Saved data entries

☆ ☆ ☆

PR #263, opened 2023-08-16
GN-4263: update address variable according to updated design

elpoelma:
### Overview
This PR attempts to improve the UX and UI when editing an address variable.
It includes the following:
- The UI of the address-edit card has been updated to provide seperate fields for the municipality, streetname, housenumber and busnumber.
  - The municipality can be prefilled with a default value
  - Both the municipality and streetname fields are implemented using `ember-powerselect` and provide auto-completion
  - Both the housenumber and busnumber are simple input fields, each time these are updated, the address is resolved using the address register (https://docs.basisregisters.vlaanderen.be/) (with a delay), to validate if the address exists.

#### How editing an address variable works:
1. First, the user can select a municipality using the muncipality dropdown menu. This field can already be prefilled if desired. The autocomplete of this menu is implemented by querying the location register API (https://geo.api.vlaanderen.be/geolocation). This API accepts a free-form string and can return a list of municipalities based on the provided input. Note: this API will always return the main municipality. If the user inputs a sub-municipality (e.g. Oostakker), they will get prompted with the main municipality (e.g. Gent).
2. Once a municipality has been selected, the user can select a street located in that municipality. The autocomplete of this menu is implemented by quering the address register API (https://api.basisregisters.vlaanderen.be/v2/adresmatch). This API accepts a municipality and streetname, and can return a list of streetnames that match.
3. Once both the municipality and street have been selected, the user can optionally input a housenumber and busnumber. When any of these fields are updated, a request (with a delay) is sent to the address register (https://api.basisregisters.vlaanderen.be/v2/adresmatch) in order to check if the address exists. Based on the response of this request, the user gets to see a success or error message.
4. Once the necessary fields are filled in, the user can insert the new address.

Jira: https://binnenland.atlassian.net/browse/GN-4263?atlOrigin=eyJpIjoiYzQ3NDdlNWViMTQ5NDMwYWE1YTQ0YmJlZjg3MWMzZjUiLCJwIjoiaiJ9

### How to test/reproduce
1. Insert an address variable and select it
2. Follow the steps described above in order to update the address variable
3. When selecting an address variable that already has a value, the edit fields should be prefilled
4. Check the correctness of translations
5. Input a wrong address to check if the error messages work

### Challenges/uncertainties
- At the moment, inclusion of coordinates has been disabled. The address register provides Lambert72 coordinates instead of the WGS84 coordinates provided by the location register. The address register only provides coordinates for full addresses (not for streets without a housenumber)
- When inserting a street (and municipality) without a housenumber, no zipcode is inserted. The address register only provides zipcodes for full addresses.

### Checks PR readiness
- [x] changelog
- [x] npm lint
- [x] no new deprecations

### TODO

- [x]  re-enable the coordinates feature

### DIFF
--- a/CHANGELOG.md
+++ b/CHANGELOG.md
@@ -15,6 +15,8 @@ and this project adheres to [Semantic Versioning](https://semver.org/spec/v2.0.0
 - GN-4461: update readme to specify needed imports for template comment
 
 ### Changed
+- GN-4263: update address variable edit UI/UX according to updated design
+- Allow the address municipality-edit field to be prefilled
 - Use one-way-binding in variable label input
 - Use one-way-binding in number variable inputs
 
--- a/README.md
+++ b/README.md
@@ -665,8 +665,12 @@ get codelistEditOptions() {
 This addon provides a seperate edit component which allows users to search for an address and update the select address variable. Additionally, they can also choose whether to include the housenumber of an address.
 You can add this edit-component to a template as follows:
 ```hbs
-<VariablePlugin::Address::Edit @controller={{this.controller}}/>
+<VariablePlugin::Address::Edit @controller={{this.controller}} @defaultMuncipality='Antwerpen'/>
 ```
+
+The edit card can be configured with two arguments:
+- An instance of a `SayController` (required)
+- A `defaultMuncipality` which should be used as the default value of the `muncipality` field in the edit-card (optional)
 
 ## validation-plugin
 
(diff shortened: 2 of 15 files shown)


elpoelma:
For the coordinates, we could also fetch the coordinates from the location register in WGS84 format (as we did before).

elpoelma:
Update:
- the coordinates are now fetched in gml format and are stored using geosparql in the rdfa of an address.
- zipcodes have also been added to addresses without housenumbers using the location register API.

abeforgit (approved):
really, really nice job
the only thing that's missing is having it work inside a location variable. unfortunately I suspect that will be the main usecase. 
However I don't consider that blocking for this pr, let's tackle that separately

☆ ☆ ☆

TRY IT: Your job is to copy all the records exactly.

EXPECTED ANSWER:
PR #263, opened 2023-08-16
GN-4263: update address variable according to updated design

elpoelma:
### Overview
This PR attempts to improve the UX and UI when editing an address variable.
It includes the following:
- The UI of the address-edit card has been updated to provide seperate fields for the municipality, streetname, housenumber and busnumber.
  - The municipality can be prefilled with a default value
  - Both the municipality and streetname fields are implemented using `ember-powerselect` and provide auto-completion
  - Both the housenumber and busnumber are simple input fields, each time these are updated, the address is resolved using the address register (https://docs.basisregisters.vlaanderen.be/) (with a delay), to validate if the address exists.

#### How editing an address variable works:
1. First, the user can select a municipality using the muncipality dropdown menu. This field can already be prefilled if desired. The autocomplete of this menu is implemented by querying the location register API (https://geo.api.vlaanderen.be/geolocation). This API accepts a free-form string and can return a list of municipalities based on the provided input. Note: this API will always return the main municipality. If the user inputs a sub-municipality (e.g. Oostakker), they will get prompted with the main municipality (e.g. Gent).
2. Once a municipality has been selected, the user can select a street located in that municipality. The autocomplete of this menu is implemented by quering the address register API (https://api.basisregisters.vlaanderen.be/v2/adresmatch). This API accepts a municipality and streetname, and can return a list of streetnames that match.
3. Once both the municipality and street have been selected, the user can optionally input a housenumber and busnumber. When any of these fields are updated, a request (with a delay) is sent to the address register (https://api.basisregisters.vlaanderen.be/v2/adresmatch) in order to check if the address exists. Based on the response of this request, the user gets to see a success or error message.
4. Once the necessary fields are filled in, the user can insert the new address.

Jira: https://binnenland.atlassian.net/browse/GN-4263?atlOrigin=eyJpIjoiYzQ3NDdlNWViMTQ5NDMwYWE1YTQ0YmJlZjg3MWMzZjUiLCJwIjoiaiJ9

### How to test/reproduce
1. Insert an address variable and select it
2. Follow the steps described above in order to update the address variable
3. When selecting an address variable that already has a value, the edit fields should be prefilled
4. Check the correctness of translations
5. Input a wrong address to check if the error messages work

### Challenges/uncertainties
- At the moment, inclusion of coordinates has been disabled. The address register provides Lambert72 coordinates instead of the WGS84 coordinates provided by the location register. The address register only provides coordinates for full addresses (not for streets without a housenumber)
- When inserting a street (and municipality) without a housenumber, no zipcode is inserted. The address register only provides zipcodes for full addresses.

### Checks PR readiness
- [x] changelog
- [x] npm lint
- [x] no new deprecations

### TODO

- [x]  re-enable the coordinates feature

### DIFF
--- a/CHANGELOG.md
+++ b/CHANGELOG.md
@@ -15,6 +15,8 @@ and this project adheres to [Semantic Versioning](https://semver.org/spec/v2.0.0
 - GN-4461: update readme to specify needed imports for template comment
 
 ### Changed
+- GN-4263: update address variable edit UI/UX according to updated design
+- Allow the address municipality-edit field to be prefilled
 - Use one-way-binding in variable label input
 - Use one-way-binding in number variable inputs
 
--- a/README.md
+++ b/README.md
@@ -665,8 +665,12 @@ get codelistEditOptions() {
 This addon provides a seperate edit component which allows users to search for an address and update the select address variable. Additionally, they can also choose whether to include the housenumber of an address.
 You can add this edit-component to a template as follows:
 ```hbs
-<VariablePlugin::Address::Edit @controller={{this.controller}}/>
+<VariablePlugin::Address::Edit @controller={{this.controller}} @defaultMuncipality='Antwerpen'/>
 ```
+
+The edit card can be configured with two arguments:
+- An instance of a `SayController` (required)
+- A `defaultMuncipality` which should be used as the default value of the `muncipality` field in the edit-card (optional)
 
 ## validation-plugin
 
(diff shortened: 2 of 15 files shown)


elpoelma:
For the coordinates, we could also fetch the coordinates from the location register in WGS84 format (as we did before).

elpoelma:
Update:
- the coordinates are now fetched in gml format and are stored using geosparql in the rdfa of an address.
- zipcodes have also been added to addresses without housenumbers using the location register API.

abeforgit (approved):
really, really nice job
the only thing that's missing is having it work inside a location variable. unfortunately I suspect that will be the main usecase. 
However I don't consider that blocking for this pr, let's tackle that separately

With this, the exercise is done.